WHAT THIS TASK INVOLVES.
Can you retype only the lines from the one with "target unit amounts." through the final line of the material, exactly as given?

DATA FOR REVIEW.
■ ■ ■ ■

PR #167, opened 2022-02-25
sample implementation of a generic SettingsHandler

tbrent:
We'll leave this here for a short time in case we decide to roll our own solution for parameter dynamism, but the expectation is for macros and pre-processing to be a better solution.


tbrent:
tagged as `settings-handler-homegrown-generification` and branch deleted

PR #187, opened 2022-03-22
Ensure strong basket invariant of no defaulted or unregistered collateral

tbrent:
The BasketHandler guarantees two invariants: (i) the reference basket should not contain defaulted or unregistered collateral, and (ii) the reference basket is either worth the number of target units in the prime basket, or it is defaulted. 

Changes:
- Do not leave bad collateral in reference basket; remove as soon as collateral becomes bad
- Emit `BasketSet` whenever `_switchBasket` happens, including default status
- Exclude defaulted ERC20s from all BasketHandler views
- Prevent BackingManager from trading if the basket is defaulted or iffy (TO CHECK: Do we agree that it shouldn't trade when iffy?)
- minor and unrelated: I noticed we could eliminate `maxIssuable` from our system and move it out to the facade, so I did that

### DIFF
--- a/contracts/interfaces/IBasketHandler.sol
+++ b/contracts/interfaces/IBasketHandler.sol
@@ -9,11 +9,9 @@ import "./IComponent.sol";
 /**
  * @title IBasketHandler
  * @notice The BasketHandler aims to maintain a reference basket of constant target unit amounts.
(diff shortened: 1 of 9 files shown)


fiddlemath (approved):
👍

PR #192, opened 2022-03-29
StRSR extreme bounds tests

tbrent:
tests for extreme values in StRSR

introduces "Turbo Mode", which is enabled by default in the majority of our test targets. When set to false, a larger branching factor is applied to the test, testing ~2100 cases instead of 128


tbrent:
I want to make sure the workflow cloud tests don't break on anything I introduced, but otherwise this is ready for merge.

■ ■ ■ ■

OUTPUT FOR THIS EXERCISE.
  * @notice The BasketHandler aims to maintain a reference basket of constant target unit amounts.
(diff shortened: 1 of 9 files shown)


fiddlemath (approved):
👍

PR #192, opened 2022-03-29
StRSR extreme bounds tests

tbrent:
tests for extreme values in StRSR

introduces "Turbo Mode", which is enabled by default in the majority of our test targets. When set to false, a larger branching factor is applied to the test, testing ~2100 cases instead of 128


tbrent:
I want to make sure the workflow cloud tests don't break on anything I introduced, but otherwise this is ready for merge.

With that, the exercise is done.